▶ **Task directions**
Scan the entries below for the word "pdet". Copy each line that has it.

▶ **Record extracts**

PR #350, opened 2025-08-06
current_snapshot() Function

pdet:
This PR implements a function that returns the id of the last committed snapshot.

The function can be used as :
```sql
ATTACH 'ducklake:__TEST_DIR__/ducklake_list_files.db' AS ducklake;

CREATE TABLE integer(i INTEGER);

FROM ducklake_current_snapshot('ducklake')
----
1
```

or with a macro:
```sql
USE ducklake;

FROM current_snapshot()
```

### DIFF
--- a/src/functions/ducklake_last_snapshot.cpp
+++ b/src/functions/ducklake_last_snapshot.cpp
@@ -1,0 +1,30 @@
+#include "functions/ducklake_table_functions.hpp"
+#include "storage/ducklake_table_entry.hpp"
+#include "storage/ducklake_transaction.hpp"
+#include "common/ducklake_util.hpp"
+#include "storage/ducklake_transaction_changes.hpp"
+#include "duckdb/planner/tableref/bound_at_clause.hpp"
+
+namespace duckdb {
+
+static unique_ptr<FunctionData> DuckLakeLastSnapshotBind(ClientContext &context, TableFunctionBindInput &input,
+                                                         vector<LogicalType> &return_types, vector<string> &names) {
+	auto &catalog = BaseMetadataFunction::GetCatalog(context, input.inputs[0]);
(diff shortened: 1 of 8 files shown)


src/functions/ducklake_last_snapshot.cpp
```diff
@@ -0,0 +1,30 @@
...
+namespace duckdb {
+
+static unique_ptr<FunctionData> DuckLakeLastSnapshotBind(ClientContext &context, TableFunctionBindInput &input,
+                                                         vector<LogicalType> &return_types, vector<string> &names) {
+	auto &catalog = BaseMetadataFunction::GetCatalog(context, input.inputs[0]);
+	auto &transaction = DuckLakeTransaction::Get(context, catalog);
+
+	names.emplace_back("id");
+	return_types.emplace_back(LogicalType::UBIGINT);
+	auto snapshot = transaction.GetSnapshot();
```
Mytherin: This is not the last committed snapshot but the currently active snapshot. We want this functionality as well, but it should be in a separate function that is named appropriately (`ducklake_get_current_snapshot`).

`ducklake_last_committed_snapshot` should refer to the last snapshot committed by the current system (and `NULL` if there is none), i.e. we want to have an `optional_idx last_committed_snapshot` in `DuckLakeCatalog`, which is set by `DuckLakeTransaction::FlushChanges` on a successful commit.

pdet: Aha, got it!

pdet: I'll rename this PR to `ducklake_get_current_snapshot` and will do a different one from the last committed then.

Mytherin: Sounds good

Mytherin:
Thanks!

▶ **Response**
pdet:
pdet: Aha, got it!
pdet: I'll rename this PR to `ducklake_get_current_snapshot` and will do a different one from the last committed then.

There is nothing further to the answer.